Que représente-t-il selon vous, à travers son engagement et sa littérature ?

A-M. M. : C'était un écrivain exceptionnel, très marqué par les dictatures d'Amérique latine. Il avait participé aux combats contre les dictatures en Amérique centrale, puis à la lutte écologique avec Greenpeace. Tout cet engagement était fondamental pour lui, et il le faisait passer à travers ses textes. Je précise que ce n'était pas de la littérature engagée à proprement parler, mais un engagement à travers la littérature.

L'écrivain Luis Sepulveda et son éditrice Anne-Marie Métailié. (ANNE-MARIE METAILIE)

"Le Vieux qui lisait des romans d'amour", c'est le livre qui vous a fait découvrir Sepúlveda...
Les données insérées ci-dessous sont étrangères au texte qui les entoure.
PR #290, opened 2021-03-05
Spell handler for the style effect 'power rend' intended for use with the Valkyries Sword spec line styles Aurora (15) and Odin's Bite (40).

A-M. M. : Je me souviens que quand je l'ai lu, j'ai failli manquer mon avion. J'étais scotchée dans cette histoire, j'étais transportée et je me suis retrouvée à avoir 14 ans ! C'était pour moi un livre exceptionnel. Après avoir acheté les droits, je savais que les journalistes littéraires ne s'intéresseraient pas à un inconnu, surtout venant de l'autre bout du monde. J'ai donc misé sur les libraires, à qui j'ai envoyé des épreuves qu'ils ont lues, et à travers le bouche à oreille ils se sont mis à le vendre. Le public a réagi de façon immédiate. A ce moment là, Sepúlveda est devenu un auteur à succès en France et le livre s'est vendu dans toute l'Europe. En tout cas, tout le monde est d'accord pour dire que le succès de Sepúlveda est parti de France !

Une histoire, un souvenir marquant de Luis Sepúlveda à nous raconter ?

A-M. M. : La première fois que je l'ai vu, c'était sur le quai de la gare pour partir à Saint-Malo. Une sorte de géant, qui portait un corset de fer et s'appuyait sur des béquilles [...]. Il était atteint d'une tuberculose osseuse qu'il avait contractée pendant sa détention au Chili et lui avait endommagé la colonne vertébrale. Lorsque nous sommes arrivés à Saint-Malo, il s'est produit ce que nous avons baptisé "le miracle de Saint-Malo". Au stand de la librairie où nous étions, les gens ont commencé à venir le voir et acheter son livre. Le lendemain les gens l'arrêtaient dans la rue pour lui parler du livre. Lorsqu'il  est revenu à l'hôpital, son abcès à la colonne vertebrale avait disparu.